Why do people who start to exercise at a high level grow their muscles quickly, but they will slow down after a period of exercise, mainly because the muscles of all parts of the body are not suitable for training at the beginning. Therefore, in addition to increasing the training intensity according to the strength growth, fitness training should always change the training movements, so that the muscles are always in an unsuitable state, and it is not always possible to train with only one set of movements.

This group's muscle breakthrough training in the arm bottleneck period mainly includes the intensive training of biceps brachii and triceps brachii. Super group is used to strengthen the overall training quality and intensity, and re-enter the unsuitable state. At the same time, this time, a special way (action form and method) is adopted to strengthen the arm, and there are corresponding actions for all parts of the triceps brachii, such as the long head and the inner head of the triceps brachii. As well as the lateral head, all have directional strengthening movements, some of which are the super group of humerus 3+ humerus 2, and some are the super group of humerus 2+ humerus 2. There is no rest between groups, just to improve the overall training intensity and efficiency.

Remember the movements of the biceps brachii in this training plan-you can choose a larger weight to practice the biceps brachii, and you must be slow, slow and slow in the process of each movement. This is the key part, which can better stimulate the biceps brachii.
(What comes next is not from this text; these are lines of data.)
PR #521, opened 2017-08-31
python2-tracer 0.6.12 only in EPEL and F26

ehelms:
F25 lacks the high enough version to support tracer:  http://linux.mirrors.es.net/fedora/releases/25/Everything/x86_64/os/Packages/p/python2-tracer-0.6.11-1.fc25.noarch.rpm

### DIFF
--- a/katello-host-tools/katello-host-tools.spec
+++ b/katello-host-tools/katello-host-tools.spec
@@ -13,7 +13,7 @@ BuildArch: noarch
 Requires: subscription-manager
 Requires: %{name}-fact-plugin
 
-%if 0%{?fedora} > 18 || 0%{?rhel} > 6
+%if 0%{?fedora} > 24 || 0%{?rhel} > 6
 Requires: python2-tracer >= 0.6.12
 Requires: python-rhsm
 Requires: crontabs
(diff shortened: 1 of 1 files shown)


ehelms:
@sean797 Seem reasonable to you or can we relax the tracer version requirement?

sean797 (approved):
Unfortunately we need a minimum of that version for https://github.com/FrostyX/tracer/commit/d2f5164a4246b95798a35617dbd66cbc1f0c68b1 `.now()` (used in https://github.com/Katello/katello-agent/blob/master/src/yum-plugins/tracer_upload.py#L36)

Weird I can't see it in the repos but https://bodhi.fedoraproject.org/updates/FEDORA-2016-3f9b4e3c43 shows it should have been pushed to stable.

ehelms:
@sean797 Ahhh, its in the updates repository (now the Everything repo) [1]. I will just add that to repoclosure for F25 which should mean this check is no longer needed. What I would ask if you would be willing to update the katello client docs to include this requirement for F25?


[1] http://ftp.linux.ncsu.edu/pub/fedora/linux/updates/25/x86_64/p/

sean797:
Sure, but I'm not sure they need updating? The updates repo should be enabled on all Fedora installs by default.

Do you want to update you're change to  `>  22` since its only available on F23+.

ehelms:
@sean797 Updated

katello-host-tools/katello-host-tools.spec
```diff
@@ -161,7 +161,7 @@ exit 0
 %attr(750, root, root) %{_sbindir}/katello-enabled-repos-upload
 %{_prefix}/lib/yum-plugins
 
-%if 0%{?fedora} > 18 || 0%{?rhel} > 6
+%if 0%{?fedora} > 25 || 0%{?rhel} > 6
```
sean797, line 164: Typo ? The other lines are `24`

sean797 (changes requested):

ehelms:

komidore64:
[test katello-packaging]

komidore64:
[test katello-packaging]

PR #522, opened 2017-09-01
Fixes #20830 - add man page for katello-change-hostname

johnpmitsch:


katello/katello.spec
```diff
@@ -26,6 +26,7 @@ Source9:    qpid-core-dump
 Source10:   katello-clean-empty-puppet-environments
 Source11:   katello-change-hostname
 Source12:   katello-repository-publish-check
+Source13:   katello-change-hostname.8.asciidoc
```
ehelms, line 29: This only adds it as a source and won't ensure its deployed properly to the system.

johnpmitsch: @ehelms updated the man page

johnpmitsch:
After installing katlello and katello-common, the man page works as expected:
```
[root@foo ~]# man katello-change-hostname 
[root@foo ~]# echo $?
0
```

ehelms (approved):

The following 10 arms should be trained as a whole to strengthen their movements. Do 3-4 groups for each movement, with 60-90 seconds rest between groups and 90- 120 seconds rest between movements (recommended).
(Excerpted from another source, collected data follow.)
PR #523, opened 2017-09-05
Installation and upgrade times and catalina.out

lzap:
This adds key installation/upgrade logs from yum.log and also fixes `catalina.out` (note the different extension there).

### DIFF
--- a/katello/katello-debug.sh
+++ b/katello/katello-debug.sh
@@ -33,6 +33,9 @@ add_files /etc/foreman-installer/*
 add_cmd "find /root/ssl-build -ls | sort -k 11" "katello_ssl_build_dir"
 add_cmd "find /etc/pki -ls | sort -k 11" "katello_pki_dir"
 
+# Installation and upgrade times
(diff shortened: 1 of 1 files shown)


katello/katello-debug.sh
```diff
@@ -33,6 +33,9 @@ add_files /etc/foreman-installer/*
 add_cmd "find /root/ssl-build -ls | sort -k 11" "katello_ssl_build_dir"
 add_cmd "find /etc/pki -ls | sort -k 11" "katello_pki_dir"
 
+# Installation and upgrade times
+add_cmd "egrep '(katello|satellite)' /var/log/yum.log" "yum_install_upgrade_log"
```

Action 1+ action 2+ action 3 form a supergroup, and there is no rest between groups. Two dynamic graphs are demonstrated.

Action 1 (figure 1, the first half)+action 2 (figure 1, the second half) form a super group (strengthening the triceps brachii)-complete the action 1 (figure 1, the first half) and press with rope+crank (pay attention to this)

After completing the super group action composed of action 1+ action 2-directly complete action 3 without rest, and do the triceps flexion and extension 15 times without load, which is the whole process of flexion, extension and contraction of 1 group.

Action 4: press the triceps brachii with rope +V rope. This printing machine is different from the traditional printing machine. Pay attention to the position and action form of the big arm. The weight used is gradually increased, and each group does 12-8 times.

Action 5+ Action 6 constitutes a super group (training for triceps brachii)-after completing Action 5, do neck flexion and extension 12-8 times with fixed instruments, and then do it directly without rest-Action 6, press down 12-8 times with fixed instruments, that is 1 group.

Action 7+ Action 8 form a super group (Action 7 is for 2 brachialis muscles and Action 8 is for 3 brachialis muscles)-Complete Action 7 by concentrated bending with the inclined plate of the fixed instrument 12- 10 times (the descending process must be slow and controlled) and then complete it directly without rest-Action 8 by rope+triangular handle (full action) 65438+.

Action 9 (Figure 8, the first half)+Action 10 (Figure 8, the second half) form a super group (biceps brachii exercise)-after completing Action 9 (Figure 8, the first half), do it 12- 10 times without rest (the descent must be slow, and.